Action item: Report each line of the data that includes the word "mums".

** Opening Records to process block **

PR #2246, opened 2018-01-27
Fix/clang 4 simd

rrahn:
clang-4.0.1 still does not support avx512_skx, so we adapt the developer info and disable the tests on our nightlies.


h-2:
Actually this breaks clang-3.5 in the CI? @rrahn Can you investigate?

rrahn:
No the error is rather not related. But I hope #2248 will solve this spurious failing test

PR #2438, opened 2020-11-18
[FIX] T-Coffee file ending for MUM segments

joergi-w:
This PR fixes an error, where the argument parser of T-Coffee requires the file ending `.mums`, while in the implementation the ending `.mummer` was considered. 
Solution: The implementation checks for files ending with `.mums`.


smehringer:
@joergi-w Can you check why the builds are failing?

joergi-w:
There are 4 app tests failing (mason2, mgs_roi, seqcons2, fiona) on OSX high sierra.
The message is an unexpected result of wget... these errors were already present in the previous PRs.

And for the Windows tests there seems to be a general configuration problem: Python reports that a file is not found for each unit test and during build there is an unsupported option error `--parallel`. These errors were not present in the previous PR and it seems we have to update the Jenkins configuration here.

smehringer:
Alright but that is nothing related to this PR :+1:

smehringer (approved):

PR #2445, opened 2020-12-16
[INFRA] make CI more robust

eseiler:
Commit 1: Rerun failed tests. This probably circumvents the spurious fails until we find a permanent solution
Commit 2: Add a timeout to the version check. The tests do not fail if the server is down, but the version check does not time out if the server is down.


smehringer (approved):

eseiler:
I'm going to have a look at the windows failure later. The fail also seems to be spurious.

PR #2447, opened 2020-12-16
[FIX] wrong results when searching with horspool

eseiler:
This seems to fix https://github.com/seqan/product_backlog/issues/261#issuecomment-746779628

In the test, we search (internally) for `GTGGT` in `GTG`. On windows, this sometimes returns `true`.


marehr (approved):
LOL?

PR #2464, opened 2021-09-08
[INFRA] gcc11

eseiler:


.github/workflows/ci.yml
```diff
@@ -271,4 +285,8 @@ jobs:
       - name: Run tests
         run: |
           cd seqan-build
-          ctest . -j2 --output-on-failure --timeout 120 || ctest . -j2 --output-on-failure --timeout 120 --rerun-failed
+          ctest_args="-j2 --output-on-failure --timeout 120"
+          if [[ "${{ matrix.cxx }}" == "g++-11" && "$RUNNER_OS" == "Linux" ]]; then
+            ctest_args="${ctest_args} -E app_test_mason2"
```
eseiler, line 290: Something changed with the random output of mason2, some simulated reads start 1 position early, but otherwise everything is fine

.github/workflows/ci_win.yml
```diff
@@ -24,7 +24,7 @@ jobs:
         include:
           - name: "Visual Studio 16 2019"
             os: windows-2019
-            toolset: '14.28'
+            toolset: '14.29'
```
eseiler, line 27: Supposedly, you are able to just say `14.xx` to use whatever is available, but it didn't work, so I need to be explicit.

tests/sequence/test_sequence.h
```diff
@@ -1061,7 +1061,14 @@ void testSequenceBack(TString & /*Tag*/)
 
     // val is a reference in contrast to the const version of back().
     TReference val = back(string);
+#if defined(__GNUC__) && (__GNUC__ == 11) // Spurious error for GCC11
+#pragma GCC diagnostic push
+#pragma GCC diagnostic ignored "-Wstringop-overflow"
+        val = 'A';
```
eseiler, line 1067: I tried around for a bit, couldn't replicate the warning. This seems to be bogus.

.github/workflows/ci.yml
marehr: can you move this into cmake?

apps/fiona/fiona.cpp
```diff
@@ -4408,7 +4408,9 @@ unsigned correctReads(
 
     options.timeComputeOverlapSum = 0;
     if (options.verbosity >= 1)
+    {
         std::cerr << "Searching..." << std::endl;
+    }
 	SEQAN_PROTIMESTART(search);
```
marehr, line 4414: tab and whitespace

tests/sequence/test_sequence.h
marehr: whitespaces? 8 instead of 4?

marehr (changes requested):
see comments

marehr (approved):
Thank you!

PR #2472, opened 2021-11-04
[MISC] small fixes

eseiler:


apps/yara/CMakeLists.txt
```diff
@@ -14,11 +14,6 @@ message (STATUS "Configuring apps/yara")
 # Dependencies
 # ----------------------------------------------------------------------------
 
-if (COMPILER_MSVC)
-    message (STATUS "Yara is currently not build on Microsoft Visual because it requires OpenMP 3.0.")
-    return ()
-endif ()
-
```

** Closing Records to process block **

Result of the exercise:
This PR fixes an error, where the argument parser of T-Coffee requires the file ending `.mums`, while in the implementation the ending `.mummer` was considered. 
Solution: The implementation checks for files ending with `.mums`.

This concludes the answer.